§ **What is needed**
Every line of the data below that holds the string "AttributeError" needs to be reported.

[Stored items]
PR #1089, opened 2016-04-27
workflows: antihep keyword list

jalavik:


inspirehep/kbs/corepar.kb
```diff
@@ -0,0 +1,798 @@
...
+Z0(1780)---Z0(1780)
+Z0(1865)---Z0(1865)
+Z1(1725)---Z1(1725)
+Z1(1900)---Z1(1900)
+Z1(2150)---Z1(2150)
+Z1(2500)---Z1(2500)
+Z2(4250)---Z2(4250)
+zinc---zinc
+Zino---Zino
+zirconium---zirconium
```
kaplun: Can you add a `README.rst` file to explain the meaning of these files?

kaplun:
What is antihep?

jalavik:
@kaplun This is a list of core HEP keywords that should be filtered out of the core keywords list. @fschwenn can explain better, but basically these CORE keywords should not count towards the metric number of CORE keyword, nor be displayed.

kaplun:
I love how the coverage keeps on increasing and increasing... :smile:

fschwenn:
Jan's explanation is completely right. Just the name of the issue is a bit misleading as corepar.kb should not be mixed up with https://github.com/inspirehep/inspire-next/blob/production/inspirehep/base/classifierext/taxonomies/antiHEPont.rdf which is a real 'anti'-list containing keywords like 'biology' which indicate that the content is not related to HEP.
---
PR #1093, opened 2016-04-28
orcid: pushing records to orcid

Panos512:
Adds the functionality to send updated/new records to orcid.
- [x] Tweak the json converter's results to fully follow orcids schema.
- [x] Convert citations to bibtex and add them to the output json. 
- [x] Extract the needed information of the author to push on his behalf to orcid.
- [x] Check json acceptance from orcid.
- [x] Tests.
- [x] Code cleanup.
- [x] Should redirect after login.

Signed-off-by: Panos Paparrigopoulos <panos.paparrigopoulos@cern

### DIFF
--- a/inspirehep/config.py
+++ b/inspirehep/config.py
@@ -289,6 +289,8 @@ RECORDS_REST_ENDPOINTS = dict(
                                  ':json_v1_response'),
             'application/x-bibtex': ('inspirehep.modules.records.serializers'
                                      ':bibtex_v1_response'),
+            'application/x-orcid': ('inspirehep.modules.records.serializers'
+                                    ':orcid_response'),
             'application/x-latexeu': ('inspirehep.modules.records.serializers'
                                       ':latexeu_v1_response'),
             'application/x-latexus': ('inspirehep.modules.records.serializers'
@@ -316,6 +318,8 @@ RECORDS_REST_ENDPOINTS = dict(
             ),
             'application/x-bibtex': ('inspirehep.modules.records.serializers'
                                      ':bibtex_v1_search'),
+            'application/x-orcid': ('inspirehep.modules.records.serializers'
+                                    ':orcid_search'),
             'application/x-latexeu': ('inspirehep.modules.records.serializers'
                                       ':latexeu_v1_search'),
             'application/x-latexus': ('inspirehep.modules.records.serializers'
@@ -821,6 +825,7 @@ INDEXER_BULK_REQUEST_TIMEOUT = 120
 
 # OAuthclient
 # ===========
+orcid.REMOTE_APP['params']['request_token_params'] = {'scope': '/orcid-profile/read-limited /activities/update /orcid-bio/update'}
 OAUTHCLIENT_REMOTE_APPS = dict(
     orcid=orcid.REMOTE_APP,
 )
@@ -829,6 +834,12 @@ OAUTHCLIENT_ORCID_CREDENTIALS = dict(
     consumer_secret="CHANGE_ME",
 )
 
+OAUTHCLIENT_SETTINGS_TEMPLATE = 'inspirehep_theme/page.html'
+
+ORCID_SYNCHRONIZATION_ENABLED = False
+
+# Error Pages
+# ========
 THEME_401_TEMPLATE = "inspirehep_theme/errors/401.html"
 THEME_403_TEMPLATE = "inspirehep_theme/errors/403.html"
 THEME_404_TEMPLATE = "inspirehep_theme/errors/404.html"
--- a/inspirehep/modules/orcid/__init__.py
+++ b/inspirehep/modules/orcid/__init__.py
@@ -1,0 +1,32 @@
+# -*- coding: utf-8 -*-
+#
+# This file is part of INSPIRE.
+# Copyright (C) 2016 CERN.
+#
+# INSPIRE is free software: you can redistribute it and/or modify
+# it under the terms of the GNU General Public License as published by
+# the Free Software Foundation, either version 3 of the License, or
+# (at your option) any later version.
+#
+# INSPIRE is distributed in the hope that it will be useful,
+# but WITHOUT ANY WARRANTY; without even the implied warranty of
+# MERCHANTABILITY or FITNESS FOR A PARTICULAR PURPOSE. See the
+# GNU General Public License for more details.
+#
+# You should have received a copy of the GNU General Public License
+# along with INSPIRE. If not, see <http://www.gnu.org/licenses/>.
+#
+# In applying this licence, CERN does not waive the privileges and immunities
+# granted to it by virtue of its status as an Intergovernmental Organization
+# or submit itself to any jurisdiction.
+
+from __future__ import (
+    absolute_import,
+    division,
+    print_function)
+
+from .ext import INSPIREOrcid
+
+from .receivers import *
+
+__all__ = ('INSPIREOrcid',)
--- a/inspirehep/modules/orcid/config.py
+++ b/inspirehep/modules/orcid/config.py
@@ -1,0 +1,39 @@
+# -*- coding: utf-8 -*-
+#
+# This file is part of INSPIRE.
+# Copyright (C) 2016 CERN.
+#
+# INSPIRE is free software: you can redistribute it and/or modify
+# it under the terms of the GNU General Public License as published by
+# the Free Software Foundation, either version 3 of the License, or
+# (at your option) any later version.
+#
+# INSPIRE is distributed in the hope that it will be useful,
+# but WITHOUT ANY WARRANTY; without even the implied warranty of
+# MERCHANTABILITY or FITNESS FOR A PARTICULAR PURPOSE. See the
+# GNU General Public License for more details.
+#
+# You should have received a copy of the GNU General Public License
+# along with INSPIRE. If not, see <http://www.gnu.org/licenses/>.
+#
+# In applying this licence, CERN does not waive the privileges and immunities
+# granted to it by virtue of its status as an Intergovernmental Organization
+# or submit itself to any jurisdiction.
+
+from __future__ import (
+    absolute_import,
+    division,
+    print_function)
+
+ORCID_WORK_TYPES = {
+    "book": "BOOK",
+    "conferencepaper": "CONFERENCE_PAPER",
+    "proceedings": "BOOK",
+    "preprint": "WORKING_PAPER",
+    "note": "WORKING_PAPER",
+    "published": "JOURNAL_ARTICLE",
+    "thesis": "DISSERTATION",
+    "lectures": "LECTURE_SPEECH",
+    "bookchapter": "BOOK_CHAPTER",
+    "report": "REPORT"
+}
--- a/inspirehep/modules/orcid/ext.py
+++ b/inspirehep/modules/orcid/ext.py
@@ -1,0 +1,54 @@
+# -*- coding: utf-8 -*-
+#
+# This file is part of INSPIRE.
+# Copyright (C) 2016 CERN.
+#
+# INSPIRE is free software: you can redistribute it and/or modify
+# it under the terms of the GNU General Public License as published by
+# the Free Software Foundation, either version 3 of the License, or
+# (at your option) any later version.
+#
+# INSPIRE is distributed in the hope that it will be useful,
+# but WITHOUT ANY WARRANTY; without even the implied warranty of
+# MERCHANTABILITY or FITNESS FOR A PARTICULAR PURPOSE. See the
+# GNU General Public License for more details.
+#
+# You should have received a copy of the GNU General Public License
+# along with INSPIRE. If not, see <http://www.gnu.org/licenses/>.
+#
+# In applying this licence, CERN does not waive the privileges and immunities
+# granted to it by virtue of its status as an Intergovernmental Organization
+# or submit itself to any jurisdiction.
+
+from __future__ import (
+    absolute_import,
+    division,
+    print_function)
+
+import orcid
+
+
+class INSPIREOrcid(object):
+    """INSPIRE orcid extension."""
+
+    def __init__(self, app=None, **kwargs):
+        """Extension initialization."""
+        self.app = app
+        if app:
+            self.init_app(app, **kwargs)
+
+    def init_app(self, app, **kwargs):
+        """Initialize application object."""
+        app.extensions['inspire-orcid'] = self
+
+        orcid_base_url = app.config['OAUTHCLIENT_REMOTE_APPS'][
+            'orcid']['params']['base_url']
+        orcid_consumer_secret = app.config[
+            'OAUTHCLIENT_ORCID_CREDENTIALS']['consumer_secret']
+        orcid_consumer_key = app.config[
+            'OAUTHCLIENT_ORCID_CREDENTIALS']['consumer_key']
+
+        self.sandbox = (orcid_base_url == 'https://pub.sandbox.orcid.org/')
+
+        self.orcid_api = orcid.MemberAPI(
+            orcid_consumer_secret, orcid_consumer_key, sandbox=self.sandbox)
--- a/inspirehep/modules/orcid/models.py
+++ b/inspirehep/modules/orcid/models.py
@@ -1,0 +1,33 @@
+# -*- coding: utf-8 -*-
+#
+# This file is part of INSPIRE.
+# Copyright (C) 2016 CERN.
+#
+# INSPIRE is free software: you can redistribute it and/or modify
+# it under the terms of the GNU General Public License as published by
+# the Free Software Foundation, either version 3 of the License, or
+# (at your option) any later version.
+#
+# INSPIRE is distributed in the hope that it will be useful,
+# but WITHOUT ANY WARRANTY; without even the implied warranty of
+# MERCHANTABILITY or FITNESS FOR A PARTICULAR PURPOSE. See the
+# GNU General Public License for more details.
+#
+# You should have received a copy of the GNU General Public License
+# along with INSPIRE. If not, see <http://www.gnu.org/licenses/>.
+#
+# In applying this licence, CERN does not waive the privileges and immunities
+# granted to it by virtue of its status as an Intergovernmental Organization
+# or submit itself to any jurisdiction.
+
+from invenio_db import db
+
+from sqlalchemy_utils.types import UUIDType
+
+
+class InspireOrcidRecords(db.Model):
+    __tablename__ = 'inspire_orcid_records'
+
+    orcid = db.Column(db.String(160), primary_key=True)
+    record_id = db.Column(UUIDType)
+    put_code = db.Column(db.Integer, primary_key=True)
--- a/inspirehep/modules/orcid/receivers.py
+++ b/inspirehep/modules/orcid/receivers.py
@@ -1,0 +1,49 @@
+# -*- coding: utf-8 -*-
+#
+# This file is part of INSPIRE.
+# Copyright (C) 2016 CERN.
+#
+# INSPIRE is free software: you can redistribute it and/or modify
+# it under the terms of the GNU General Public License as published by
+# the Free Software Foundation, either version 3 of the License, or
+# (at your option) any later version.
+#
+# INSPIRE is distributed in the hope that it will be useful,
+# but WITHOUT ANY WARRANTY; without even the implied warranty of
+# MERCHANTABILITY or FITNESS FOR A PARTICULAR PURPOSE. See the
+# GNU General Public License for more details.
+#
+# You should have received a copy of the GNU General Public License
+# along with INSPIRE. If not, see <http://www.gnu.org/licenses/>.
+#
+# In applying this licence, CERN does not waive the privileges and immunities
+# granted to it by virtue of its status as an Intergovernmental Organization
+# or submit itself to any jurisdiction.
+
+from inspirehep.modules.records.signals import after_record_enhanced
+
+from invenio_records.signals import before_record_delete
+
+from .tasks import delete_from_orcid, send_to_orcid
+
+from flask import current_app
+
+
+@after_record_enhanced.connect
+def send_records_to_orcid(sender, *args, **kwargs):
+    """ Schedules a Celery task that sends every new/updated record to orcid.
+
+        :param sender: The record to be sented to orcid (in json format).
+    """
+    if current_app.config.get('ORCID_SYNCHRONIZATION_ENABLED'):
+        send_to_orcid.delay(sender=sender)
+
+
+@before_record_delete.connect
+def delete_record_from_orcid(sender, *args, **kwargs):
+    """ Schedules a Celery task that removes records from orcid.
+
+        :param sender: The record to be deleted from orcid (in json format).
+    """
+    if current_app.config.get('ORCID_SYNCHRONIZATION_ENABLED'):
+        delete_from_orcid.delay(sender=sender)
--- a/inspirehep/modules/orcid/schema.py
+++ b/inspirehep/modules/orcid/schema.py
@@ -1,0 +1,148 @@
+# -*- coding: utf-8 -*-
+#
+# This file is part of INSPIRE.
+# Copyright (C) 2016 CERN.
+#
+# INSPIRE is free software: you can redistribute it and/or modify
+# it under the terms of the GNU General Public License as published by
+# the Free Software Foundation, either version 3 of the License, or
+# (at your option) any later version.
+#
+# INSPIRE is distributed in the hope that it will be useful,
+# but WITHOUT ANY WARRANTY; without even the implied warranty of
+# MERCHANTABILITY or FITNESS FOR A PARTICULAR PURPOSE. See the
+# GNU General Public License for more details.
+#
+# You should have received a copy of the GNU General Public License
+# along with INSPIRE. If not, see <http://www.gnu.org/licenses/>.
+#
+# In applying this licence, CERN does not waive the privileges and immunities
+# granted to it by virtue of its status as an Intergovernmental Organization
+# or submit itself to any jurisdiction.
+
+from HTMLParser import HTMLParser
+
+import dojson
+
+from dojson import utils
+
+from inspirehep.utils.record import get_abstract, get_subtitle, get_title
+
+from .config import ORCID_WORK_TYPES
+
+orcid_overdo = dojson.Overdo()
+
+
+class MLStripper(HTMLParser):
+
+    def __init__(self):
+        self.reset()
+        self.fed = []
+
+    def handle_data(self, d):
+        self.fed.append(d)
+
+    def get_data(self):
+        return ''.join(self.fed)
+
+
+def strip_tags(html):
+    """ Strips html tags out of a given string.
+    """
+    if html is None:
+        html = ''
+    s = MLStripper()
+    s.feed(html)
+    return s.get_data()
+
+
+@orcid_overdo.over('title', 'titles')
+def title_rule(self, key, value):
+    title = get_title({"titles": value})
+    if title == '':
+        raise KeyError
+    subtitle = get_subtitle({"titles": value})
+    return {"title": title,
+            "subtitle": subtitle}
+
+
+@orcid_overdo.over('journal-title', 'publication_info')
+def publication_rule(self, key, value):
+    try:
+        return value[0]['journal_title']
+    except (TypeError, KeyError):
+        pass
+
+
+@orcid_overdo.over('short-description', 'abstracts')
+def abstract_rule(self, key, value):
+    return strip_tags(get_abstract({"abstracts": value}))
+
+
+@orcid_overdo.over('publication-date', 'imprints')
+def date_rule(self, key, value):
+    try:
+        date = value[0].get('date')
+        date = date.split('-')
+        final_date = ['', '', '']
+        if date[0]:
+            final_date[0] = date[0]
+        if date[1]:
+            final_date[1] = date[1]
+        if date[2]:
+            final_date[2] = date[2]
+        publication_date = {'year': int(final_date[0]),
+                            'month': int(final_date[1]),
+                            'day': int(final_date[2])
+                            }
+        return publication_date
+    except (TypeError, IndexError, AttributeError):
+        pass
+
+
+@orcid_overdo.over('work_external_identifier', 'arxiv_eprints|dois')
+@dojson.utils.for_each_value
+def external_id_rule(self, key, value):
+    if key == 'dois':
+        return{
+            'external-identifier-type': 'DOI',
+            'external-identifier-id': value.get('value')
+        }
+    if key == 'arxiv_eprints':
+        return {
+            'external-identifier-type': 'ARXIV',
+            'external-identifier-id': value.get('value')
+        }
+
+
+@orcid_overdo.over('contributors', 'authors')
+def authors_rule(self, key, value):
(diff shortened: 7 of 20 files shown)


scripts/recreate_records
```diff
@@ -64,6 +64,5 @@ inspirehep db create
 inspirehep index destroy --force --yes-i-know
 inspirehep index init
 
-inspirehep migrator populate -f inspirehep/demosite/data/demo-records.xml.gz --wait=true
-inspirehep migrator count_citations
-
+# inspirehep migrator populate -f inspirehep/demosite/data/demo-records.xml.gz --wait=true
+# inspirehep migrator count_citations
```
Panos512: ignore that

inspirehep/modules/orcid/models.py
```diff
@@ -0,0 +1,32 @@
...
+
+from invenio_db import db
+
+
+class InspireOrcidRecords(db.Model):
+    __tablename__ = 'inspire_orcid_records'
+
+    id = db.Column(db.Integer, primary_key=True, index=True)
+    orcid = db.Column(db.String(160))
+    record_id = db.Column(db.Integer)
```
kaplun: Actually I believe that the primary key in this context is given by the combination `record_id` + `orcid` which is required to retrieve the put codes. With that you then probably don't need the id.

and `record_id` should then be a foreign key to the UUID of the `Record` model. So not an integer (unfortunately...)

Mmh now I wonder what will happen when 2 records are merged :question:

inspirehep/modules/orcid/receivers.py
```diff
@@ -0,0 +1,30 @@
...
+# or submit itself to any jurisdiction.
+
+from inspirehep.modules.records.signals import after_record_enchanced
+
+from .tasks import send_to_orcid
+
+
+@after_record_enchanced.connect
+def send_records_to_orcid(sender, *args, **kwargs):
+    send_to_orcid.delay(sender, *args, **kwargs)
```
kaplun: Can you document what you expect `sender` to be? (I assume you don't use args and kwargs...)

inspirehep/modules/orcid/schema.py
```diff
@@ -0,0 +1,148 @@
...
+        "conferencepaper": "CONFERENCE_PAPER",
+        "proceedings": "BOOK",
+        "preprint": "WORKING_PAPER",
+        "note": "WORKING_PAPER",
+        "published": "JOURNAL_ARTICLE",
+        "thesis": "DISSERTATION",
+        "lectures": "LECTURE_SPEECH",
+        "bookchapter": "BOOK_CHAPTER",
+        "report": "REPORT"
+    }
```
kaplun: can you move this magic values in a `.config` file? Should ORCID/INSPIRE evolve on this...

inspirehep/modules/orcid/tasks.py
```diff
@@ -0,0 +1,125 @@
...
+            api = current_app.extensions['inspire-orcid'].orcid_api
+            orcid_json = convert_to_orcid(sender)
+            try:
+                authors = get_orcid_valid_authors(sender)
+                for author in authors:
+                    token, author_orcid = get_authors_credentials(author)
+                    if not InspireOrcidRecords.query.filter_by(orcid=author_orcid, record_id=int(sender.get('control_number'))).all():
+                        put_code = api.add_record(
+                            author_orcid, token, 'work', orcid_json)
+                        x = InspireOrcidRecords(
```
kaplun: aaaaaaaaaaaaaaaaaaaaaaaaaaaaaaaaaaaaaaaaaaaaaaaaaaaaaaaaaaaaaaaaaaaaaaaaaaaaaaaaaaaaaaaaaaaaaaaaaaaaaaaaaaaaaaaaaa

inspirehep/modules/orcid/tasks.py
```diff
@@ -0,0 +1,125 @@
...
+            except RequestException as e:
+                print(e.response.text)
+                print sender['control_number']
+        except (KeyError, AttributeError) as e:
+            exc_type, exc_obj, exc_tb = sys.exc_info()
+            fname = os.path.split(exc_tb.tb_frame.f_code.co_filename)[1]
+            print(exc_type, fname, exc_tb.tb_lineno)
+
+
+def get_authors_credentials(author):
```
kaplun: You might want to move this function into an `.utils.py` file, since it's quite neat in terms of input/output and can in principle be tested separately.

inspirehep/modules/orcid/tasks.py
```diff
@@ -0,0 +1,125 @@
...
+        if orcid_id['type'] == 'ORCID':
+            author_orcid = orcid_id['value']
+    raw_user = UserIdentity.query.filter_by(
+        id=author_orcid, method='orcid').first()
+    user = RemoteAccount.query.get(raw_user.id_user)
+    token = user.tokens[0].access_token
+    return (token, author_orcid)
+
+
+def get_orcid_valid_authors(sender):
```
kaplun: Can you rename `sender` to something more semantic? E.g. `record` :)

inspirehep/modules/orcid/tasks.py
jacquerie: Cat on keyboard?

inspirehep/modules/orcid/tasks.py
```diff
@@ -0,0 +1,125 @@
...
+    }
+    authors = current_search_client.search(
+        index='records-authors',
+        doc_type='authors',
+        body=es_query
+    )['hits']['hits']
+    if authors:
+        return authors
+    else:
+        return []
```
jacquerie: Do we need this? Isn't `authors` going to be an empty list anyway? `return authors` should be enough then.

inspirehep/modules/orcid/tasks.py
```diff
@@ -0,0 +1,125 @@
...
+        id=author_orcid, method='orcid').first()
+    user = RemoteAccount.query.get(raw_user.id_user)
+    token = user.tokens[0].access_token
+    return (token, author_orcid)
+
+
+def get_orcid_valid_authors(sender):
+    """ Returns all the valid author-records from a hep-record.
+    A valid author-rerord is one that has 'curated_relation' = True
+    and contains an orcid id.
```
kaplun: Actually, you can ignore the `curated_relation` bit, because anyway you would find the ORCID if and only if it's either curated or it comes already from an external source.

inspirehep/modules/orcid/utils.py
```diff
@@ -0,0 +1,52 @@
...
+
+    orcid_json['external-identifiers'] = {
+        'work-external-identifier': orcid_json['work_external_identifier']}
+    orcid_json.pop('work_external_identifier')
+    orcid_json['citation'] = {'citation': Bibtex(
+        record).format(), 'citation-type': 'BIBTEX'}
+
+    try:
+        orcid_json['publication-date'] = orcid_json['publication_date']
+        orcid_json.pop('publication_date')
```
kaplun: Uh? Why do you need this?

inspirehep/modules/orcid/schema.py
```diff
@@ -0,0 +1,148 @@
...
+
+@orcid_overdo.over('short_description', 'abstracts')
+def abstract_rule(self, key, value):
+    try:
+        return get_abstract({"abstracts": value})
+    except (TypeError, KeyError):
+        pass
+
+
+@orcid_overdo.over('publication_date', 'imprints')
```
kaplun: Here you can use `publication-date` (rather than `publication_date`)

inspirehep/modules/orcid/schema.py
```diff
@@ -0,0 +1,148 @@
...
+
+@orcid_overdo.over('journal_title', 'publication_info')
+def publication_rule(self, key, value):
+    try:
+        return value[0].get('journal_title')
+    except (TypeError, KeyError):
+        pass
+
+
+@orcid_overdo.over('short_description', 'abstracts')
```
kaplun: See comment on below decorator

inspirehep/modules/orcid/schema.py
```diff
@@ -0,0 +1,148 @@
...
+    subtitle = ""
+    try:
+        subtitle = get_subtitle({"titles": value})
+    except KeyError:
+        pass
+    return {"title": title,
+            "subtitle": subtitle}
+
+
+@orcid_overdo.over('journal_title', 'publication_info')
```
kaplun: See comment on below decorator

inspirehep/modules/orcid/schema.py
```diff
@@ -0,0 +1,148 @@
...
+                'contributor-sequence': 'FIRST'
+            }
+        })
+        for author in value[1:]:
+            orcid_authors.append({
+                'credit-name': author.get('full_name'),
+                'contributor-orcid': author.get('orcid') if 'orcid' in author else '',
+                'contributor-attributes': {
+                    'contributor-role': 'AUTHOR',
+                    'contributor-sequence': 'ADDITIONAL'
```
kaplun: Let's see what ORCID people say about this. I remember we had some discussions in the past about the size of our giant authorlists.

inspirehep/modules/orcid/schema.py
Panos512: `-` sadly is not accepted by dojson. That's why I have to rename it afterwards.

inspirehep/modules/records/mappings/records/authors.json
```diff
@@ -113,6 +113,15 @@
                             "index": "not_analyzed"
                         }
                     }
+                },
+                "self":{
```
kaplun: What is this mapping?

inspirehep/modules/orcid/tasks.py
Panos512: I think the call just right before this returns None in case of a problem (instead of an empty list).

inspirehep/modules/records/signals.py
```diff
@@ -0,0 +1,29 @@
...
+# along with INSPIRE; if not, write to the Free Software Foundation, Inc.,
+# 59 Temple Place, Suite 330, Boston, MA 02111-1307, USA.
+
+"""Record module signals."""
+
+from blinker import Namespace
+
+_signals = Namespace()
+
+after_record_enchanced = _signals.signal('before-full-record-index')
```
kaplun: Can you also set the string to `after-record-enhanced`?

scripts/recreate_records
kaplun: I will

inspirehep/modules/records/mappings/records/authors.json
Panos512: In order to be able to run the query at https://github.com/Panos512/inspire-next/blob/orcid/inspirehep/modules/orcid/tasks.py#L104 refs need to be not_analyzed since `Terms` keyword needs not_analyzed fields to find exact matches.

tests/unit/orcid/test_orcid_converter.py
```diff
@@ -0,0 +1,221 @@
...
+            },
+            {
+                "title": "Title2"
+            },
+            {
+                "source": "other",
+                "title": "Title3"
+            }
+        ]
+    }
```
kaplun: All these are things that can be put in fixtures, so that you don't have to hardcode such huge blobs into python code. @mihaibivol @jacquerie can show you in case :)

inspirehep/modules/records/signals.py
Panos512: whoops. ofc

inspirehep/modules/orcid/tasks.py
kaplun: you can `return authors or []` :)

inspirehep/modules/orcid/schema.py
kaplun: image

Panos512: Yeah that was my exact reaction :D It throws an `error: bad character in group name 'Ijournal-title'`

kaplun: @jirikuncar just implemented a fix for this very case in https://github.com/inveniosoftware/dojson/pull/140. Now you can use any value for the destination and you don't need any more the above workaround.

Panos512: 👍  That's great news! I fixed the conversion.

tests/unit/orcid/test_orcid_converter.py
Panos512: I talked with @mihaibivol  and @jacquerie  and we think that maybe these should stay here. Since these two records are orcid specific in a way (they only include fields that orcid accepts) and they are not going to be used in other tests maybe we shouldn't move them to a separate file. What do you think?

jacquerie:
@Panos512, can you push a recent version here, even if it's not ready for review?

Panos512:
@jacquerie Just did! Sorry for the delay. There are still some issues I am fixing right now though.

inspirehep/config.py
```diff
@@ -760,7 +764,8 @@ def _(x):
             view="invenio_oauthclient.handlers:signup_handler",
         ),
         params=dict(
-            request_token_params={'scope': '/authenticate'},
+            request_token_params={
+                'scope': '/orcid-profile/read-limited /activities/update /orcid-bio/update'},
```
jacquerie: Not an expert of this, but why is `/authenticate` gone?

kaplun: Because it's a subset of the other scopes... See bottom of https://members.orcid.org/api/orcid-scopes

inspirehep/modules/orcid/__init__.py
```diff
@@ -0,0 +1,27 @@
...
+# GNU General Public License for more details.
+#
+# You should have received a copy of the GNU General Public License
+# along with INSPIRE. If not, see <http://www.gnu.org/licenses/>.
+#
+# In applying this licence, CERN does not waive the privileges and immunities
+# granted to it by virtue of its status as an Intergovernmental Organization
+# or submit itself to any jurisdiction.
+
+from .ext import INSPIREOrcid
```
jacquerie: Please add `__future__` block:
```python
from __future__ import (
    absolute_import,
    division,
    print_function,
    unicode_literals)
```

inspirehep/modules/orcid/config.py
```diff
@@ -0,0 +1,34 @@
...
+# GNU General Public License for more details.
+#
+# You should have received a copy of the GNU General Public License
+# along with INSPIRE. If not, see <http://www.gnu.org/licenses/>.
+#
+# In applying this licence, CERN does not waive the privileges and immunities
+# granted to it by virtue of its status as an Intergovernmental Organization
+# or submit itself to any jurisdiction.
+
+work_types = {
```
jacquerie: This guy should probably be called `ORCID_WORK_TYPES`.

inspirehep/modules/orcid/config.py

§ **Answer to this exercise**
+    except (TypeError, IndexError, AttributeError):
+        except (KeyError, AttributeError) as e:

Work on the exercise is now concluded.